Criminal charges, guilty plea, and $12.5 million in forfeiture

The federal indictment charged Pennetta with securities fraud, wire fraud, and aggravated identity theft, according to the charging document filed in federal court for the Southern District of New York. The identity theft count indicates prosecutors believe he used the names or credentials of other individuals without authorization to bolster his fabricated investment materials and correspondence.

Pennetta pleaded guilty on March 5, 2026, according to the Justice Department. Judge Jed S. Rakoff then sentenced him to four years in prison and ordered restitution of $11,928,266.25 along with forfeiture of $12,546,279.86, according to the DOJ’s sentencing announcement. The SEC’s civil action, filed in parallel, stated that Pennetta misappropriated over $6.2 million of the $10.5 million investors contributed, using the remainder to make partial repayments and to keep the scheme going.

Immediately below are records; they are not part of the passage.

PR #1087, opened 2021-08-12
[master] Do not show scrollbars when there is enough space.

### LINKED ISSUE #1085: Enhance Scrollbars in WebUI
Remove scroll bars from info fields, e.g. in cluster overview.

Bildschirmfoto 2021-08-12 um 10 10 45

This also affects the Status popup as well as the readiness popups. Might affect some more.

**Why is this needed**:
If your screen is big enough this should not be viewed.

holgerkoser:
Fixes the problem that scroll bars are displayed in the UI even if there is enough space available

Fixes #1085 

**Release note**:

Beyond prison time and financial penalties, Pennetta faces a likely bar from the securities industry. The SEC’s complaint seeks permanent injunctions, disgorgement of ill-gotten gains, and civil penalties, sanctions that would effectively end his ability to work as an investment adviser or to raise capital from the public. For investors, the restitution order offers some prospect of recovery, but the gap between the money raised and the assets remaining underscores how little was left by the time authorities intervened.

Lessons for investors chasing pre-IPO deals

The Pennetta case highlights the risks that come with opaque private-market deals, especially those tied to buzzy, hard-to-access companies. Unlike public offerings, private placements are not vetted through systems like the SEC’s EDGAR filing platform, leaving investors more dependent on representations from fund managers and intermediaries. When those intermediaries fabricate documents or misstate their relationships, it can take years for the deception to surface.

For individual investors, several safeguards emerge from the Anduril pre-IPO saga. Independent verification is crucial: asking for third-party custodial statements, confirming that a fund is properly registered when required, and consulting with outside counsel before wiring large sums can all slow down a fraudster’s timeline. Skepticism is also warranted when an adviser claims exclusive access to a marquee name but cannot provide clear, auditable proof of ownership.

The case also illustrates how narratives around national security and cutting-edge technology can dull critical judgment. Pennetta wrapped his pitch in the language of innovation and defense, offering clients a chance to profit from tools he said would help protect the country. In the end, prosecutors say, the only thing being defended was a years-long lie-one that unraveled only after millions had already vanished.